My anniversary just gone, I've appeared to Justin only when he needs me most. And I still didn’t understand why nothing has happened I've been following and guiding Justin and it hasn’t been easy.

He’d get mad and upset about my death.

I'd lay next to him unable to sleep and stare at him my mind rarely connects to his and I would try so hard I would pass out.

I went over what the Angel said to me as I tried to sleep but couldn’t

'Be careful and pray'

Justin and me always prayed together before we slept and now neither of us did after my death.

I got out of bed and knelt on my knees and prayed.

‘Lord please help Justin, make him happy again let him believe in you again he needs his faith back. Hi mom’ I added smiling knowing she was watching me and I could hear her soft chuckle.

‘Nice of you to think of me’ she answered
‘You know me I'm a nice person’ and I broke down to tears
‘Soon…Kiesha soon' her voice echoed round the room and I went back to sleep next to Justin.

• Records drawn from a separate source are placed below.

PR #355, opened 2020-05-29
Fio in vms

mulbc:
Adds kubevirt option to fio-distributed workload.
This spawns kubevirt VMs where the fio server is run in.

Please first merge https://github.com/cloud-bulldozer/ripsaw/pull/353 before merging this
  --> I will rebase after this is done

@bengland2 @jeniferh

### DIFF
--- a/resources/crds/ripsaw_v1alpha1_fio_distributed_vm_cr.yaml
+++ b/resources/crds/ripsaw_v1alpha1_fio_distributed_vm_cr.yaml
@@ -1,0 +1,114 @@
+apiVersion: ripsaw.cloudbulldozer.io/v1alpha1
+kind: Benchmark
+metadata:
+  name: fio-vm-benchmark
+  namespace: my-ripsaw
+spec:
+#  elasticsearch:
+#    server: <es_server>
+#    port: 9200
+#  clustername: myk8scluster
+#  test_user: ripsaw
+  workload:
+    name: "fio_distributed"
+    args:
+      # if true, do large sequential write to preallocate volume before using
+      prefill: true
+      # number of times each test
+      samples: 3
+      # number of fio pods generating workload
+      servers: 3
+      # put all fio pods on this server
+      pin_server: ''
+      # Run fio servers in VMs
+      kind: vm
+      # Specify kubevirt registry image for server vm
+      # This is helpful in disconnected environments and we assume
+      # this VM image has all requirements already present
+      vm_image: quay.io/mulbc/fed-fio
+      # CPU cores that will be available inside the VM
+      # Default: 1
+      # vm_cores: 2
+      # Memory that will be available inside the VM
+      # Default: 5G
+      # vm_cores: 10G
+      # test types, see fio documentation
+      jobs:
+        - write
+        - read
+        - randwrite
+        - randread
+      # I/O request sizes (also called block size)
+      bs:
+        - 4k
+        - 64k
+      # how many fio processes per pod
+      numjobs:
+        - 1
+      # with libaio ioengine, number of in-flight requests per process
+      iodepth: 4
+      # how long to run write tests, this is TOO SHORT DURATION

‘Justin man wake up we're going out we got something to show you’ Trace shook Justin totally going through me
‘Trace it's way too early’ Justin grumbled
‘At least you remember my name I aint spoken to you in ages’ Trace whined.

‘I've only just come to terms living back here I haven’t got time to socialise’ Justin defended himself

‘But you do Justin’ I told him I wished he would try to get on with his life
‘Your doing well J, dang I miss her cooking’ he sighed

Cheek he only liked my cooking I thought laughing quietly

‘Get up J.C is downstairs’

I went downstairs following Trace listening on his conversation with J.C a very good friend of mine

‘How’s he doing?’ J.C asked his face grim
‘Seems alright but you can never tell the truth in his feelings’
‘Kiesha I hope your watching Justin’ J.C whispered as Trace walked away

I am J.C more than you know it I thought loudly in my head, I went back upstairs to check on Justin hearing him in the bathroom.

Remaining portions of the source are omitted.